Dynamical Systems Modeling of your Gene Regulatory Network
- To run GRNmap from code, MATLAB R2014b must be installed on the computer.
- The GRNmap v1.10 code was downloaded from the GRNmap Downloads page.
- The file was unzipped. (Right-click, 7-zip > Extract here)
- MATLAB R2014b was launched.
- GRNmodel.m was opened, which was in the directory of the unzipped GRNmap-1.10 > matlab
- The Run button (green "play" arrow) was clicked.

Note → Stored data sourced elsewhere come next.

PR #1147, opened 2026-01-28
Fix/benchmark use iec

leshy:
benchmark should use IEC units since that's what ppl are used to

```sh
./bin/dev python -m pytest -svm tool -k "not bytes" dimos/protocol/pubsub/benchmark/test_benchmark.py
```

### DIFF
--- a/dimos/protocol/pubsub/benchmark/type.py
+++ b/dimos/protocol/pubsub/benchmark/type.py
@@ -41,6 +41,21 @@ class Case(Generic[TopicT, MsgT]):
 TestData = Sequence[Case[Any, Any]]
 
 
+def _format_mib(value: float) -> str:
+    """Format bytes as MiB with intelligent rounding.
+
+    >= 10 MiB: integer (e.g., "42")
+    1-10 MiB: 1 decimal (e.g., "2.5")
+    < 1 MiB: 2 decimals (e.g., "0.07")
+    """
+    mib = value / (1024**2)
+    if mib >= 10:
+        return f"{mib:.0f}"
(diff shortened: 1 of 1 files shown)


dimos/protocol/pubsub/benchmark/type.py
```diff
@@ -41,24 +41,16 @@ def __len__(self) -> int:
...
-def _format_throughput(bytes_per_sec: float) -> str:
-    """Format throughput to human-readable string."""
-    if bytes_per_sec >= 1e9:
-        return f"{bytes_per_sec / 1e9:.2f} GB/s"
-    if bytes_per_sec >= 1e6:
-        return f"{bytes_per_sec / 1e6:.2f} MB/s"
-    if bytes_per_sec >= 1e3:
-        return f"{bytes_per_sec / 1e3:.2f} KB/s"
-    return f"{bytes_per_sec:.2f} B/s"
+def _format_iec(value: float, concise: bool = False, decimals: int = 2) -> str:
```
paul-nechifor, line 59: Personally, I think using a single unit (maybe MB/s) is the best option because it's easier to compare

Image

It's much easier to visualize as:

```
  68 MB/s
 844 MB/s
2110 MB/s
0.98 MB/s
```

paul-nechifor: ...actually, you can just omit the unit and put it in the table header.

leshy: done

paul-nechifor (approved):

- The workbook was selected to input.
- The optimization diagnostics graphic that shows the progress of the estimation appeared.
- When the run was over, expression plots were displayed.
- Output .xlsx and .mat files were saved in the same folder as the input folder, along with .jpg files containing the optimization diagnostic and individual expression plots. These files were saved.
Data
media:GRNmap output mavila9.zip
Conclusion
The results of running the MATLAB program showed the influence on transcription of the various genes analyzed, including inhibition and promotion.